Bugün Dış Haberler Servisimiz’in haberinde böyle üç küresel değerlendirme yer alıyor. Ayrıca, Standart and Poors’un bir çalışmasından da İslami finans sektöründe 2014 yılı gelişmesiyle ilgili beklentiyi öğreniyoruz.
Uluslararası piyasada likiditenin daraltılması beklentisi son dönemdeki rapor çalışmalarında sıklıkla yer almaya başladı. İngiliz bankası Barclays’ın 912 küresel yatırımcı ile düzenlediği eğilim araştırmasında yatırımcıların yüzde 60’ının önümüzdeki 12 ve 24 aylık dönemde enflasyondan çok deflasyon riskinden çekindikleri sonucu yer alıyor.
Aynı araştırmada “altın fiyat” beklentisine verilen yanıtlar da yer alıyor. Ankete katılanların yarısı bu konuda beklentisini ortaya koyuyorlar. Yatırımcıların yüzde 25’i, 2014 yılının ilk çeyreğinin sonuna kadar altın fiyatının 1200 doların altına ineceği tahminini yapıyor. Diğer yüzde 25’lik bölümü ise altının 1200-1250 dolardan işlem görmesini beklediklerini açıklıyor.
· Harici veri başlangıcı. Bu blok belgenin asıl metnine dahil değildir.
PR #14230, opened 2024-01-05
Issue #14137: Enable `AmbiguousJsonCreator` check

rickie:
Issue #14137.

Based on the answers in #14229, I will update this PR accordingly.

### DIFF
--- a/pom.xml
+++ b/pom.xml
@@ -238,6 +238,7 @@
     <error-prone-support.version>0.14.0</error-prone-support.version>
     <doxia.version>1.12.0</doxia.version>
     <error-prone.configuration-args>
+      -Xep:AmbiguousJsonCreator:ERROR
       <!-- Reason at https://github.com/checkstyle/checkstyle/issues/8252. -->
       -Xep:JUnitClassModifiers:OFF
       <!-- Reason at https://github.com/checkstyle/checkstyle/issues/8252. -->


romani (approved):
Ok to merge if ci pass

pom.xml
```diff
@@ -238,6 +238,8 @@
     <error-prone-support.version>0.14.0</error-prone-support.version>
     <doxia.version>1.12.0</doxia.version>
     <error-prone.configuration-args>
+      <!-- `JsonCreator.Mode` should be set for single-argument creators. -->
+      -Xep:AmbiguousJsonCreator:ERROR
```
rnveach, line 242: Do we really need to write a reason for each type of check we are turning on? From the main issue this will be a long list, and we don't even document our own checks on why we are turning them on. We only do this if we are turning them off.

rickie: This is completely up to your preference 😄. I'm fine with both options, we can simply omit it.

rnveach: @romani

romani: I vote to skip comment.
We do comment only when we disable rule , OFF .

rickie: Deal, makes sense. Will update!

rickie:
@romani @rnveach Can you help me understand what the problem is? I'm not sure how I can get to the actual error?

rnveach:
@romani no exception CI failed with no reason or error.
https://app.circleci.com/pipelines/github/checkstyle/checkstyle/22732/workflows/6464b014-40c3-46e4-ab5f-d8cc32953a5c/jobs/468173

rnveach (approved):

Raporda, Euro Bölgesi’nde artan deflasyon baskısına da değiniliyor. Ekim ayında bir yıl önceki ekim ayına göre yıllık enflasyonun binde 7 seviyesine gerilemiş olmasının altı çiziliyor.
Avrupa Merkez Bankası’nın yılda iki kez yayınlanan raporunda ise bölgesel risklerin azalmasına karşın, Fed’in mayıs ayındaki “parasal genişlemeyi azaltılacağı” açıklamasından bu yana piyasalarda belirsizliğin arttığı bilgisine de yer veriliyor. Bir dönem uzun süreli olarak Japonya’da yaşanan deflasyon riski ile karşılaştırılarak deflasyon riskiyle ilgili kaygılar dile getiriliyor.
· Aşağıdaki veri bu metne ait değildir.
PR #61, opened 2021-06-24
Link dropdown autofill

brooksmtownsend:
This PR adds link def dropdown support for easier linking, as well as a few UI improvements.

### DIFF
--- a/wasmcloud_host/lib/wasmcloud_host_web/live/page_live.html.leex
+++ b/wasmcloud_host/lib/wasmcloud_host_web/live/page_live.html.leex
@@ -115,7 +115,6 @@
               <th>Instance Count</th>
               <th>Status</th>
               <th>Actor ID</th>
-              <%# <th>Action</th> %>
             </tr>
           </thead>
           <tbody>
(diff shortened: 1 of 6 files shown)


wasmcloud_host/lib/wasmcloud_host_web/live/page_live.html.leex
```diff
@@ -135,77 +136,91 @@
                     </svg>&nbsp;
                   </button>
                 </td>
-              </tr>
-            <% end %>
-          </tbody>
-        </table>
-      </div>
+                <!-- <td style="text-align: center">
```
autodidaddict, line 139: Can we remove the commented stuff?

autodidaddict (changes requested):

wasmcloud_host/lib/wasmcloud_host_web/live/page_live.html.leex
brooksmtownsend: Yeah that was leftover from some prototyping, I'll get it cleaned up

autodidaddict (approved):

Standard and Poor’s da yayımladığı çalışmada, İslami bankacılığın 2014 yılından başlayıp çift haneli büyüme göstererek 1.4 trilyonluk dolarlık bir büyüklüğe ulaşacağını öne sürüyor.Türkiye’de faizsiz katılım bankacılığı da yüzde 6.5 payla 60 milyar lira düzeyine ulaşmış durumda.
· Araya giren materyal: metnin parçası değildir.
PR #64, opened 2021-06-25
Bump to 0.20.0, bump wasmex and rustler versions

autodidaddict:


autodidaddict:
Ugh, we definitely need to figure out how to get rid of the non-determinism in that test that fails randomly, @brooksmtownsend

brooksmtownsend (approved):

PR #66, opened 2021-06-25
Adds the  function to the HostCore.Host

### LINKED ISSUE #20: Support host labels
Support the ability to specify custom host labels from the environment as well as the default/intrinsic labels like OS family, CPU, etc.

autodidaddict:
This will be used later for scheduling.

When starting iex (or the main application) with an environment variable like `HOST_TEST=23`, then we get the following host labels:
```
 HostCore.Host.host_labels
%{
  "hostcore.arch" => "x86_64",
  "hostcore.os" => "linux",
  "hostcore.osfamily" => "unix",
  "test" => "21"
}
```
Closes #20

### DIFF
--- a/host_core/lib/host_core/host.ex
+++ b/host_core/lib/host_core/host.ex
@@ -42,15 +42,25 @@ defmodule HostCore.Host do
 
     Logger.info("Host #{host_key} started.")
 
-    # TODO - get namespace prefix from env/config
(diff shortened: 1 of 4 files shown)


brooksmtownsend (changes requested):
Only request, let's add a test that validates the proper host labels are added, and that the core host labels cannot be overwritten

brooksmtownsend (approved):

Japon Nomura Bankası uzmanı Michael Kurtz’un başkanlığındaki araştırmada ise “küresel finansal kriz bitti ” ifadesi kullanılıp, “Bunu size kimse söylemedi mi” deniliyor.
Son günlerde dünyadan gelen “küresel seslerin” bir kısmını sizlerle paylaşmak istedim...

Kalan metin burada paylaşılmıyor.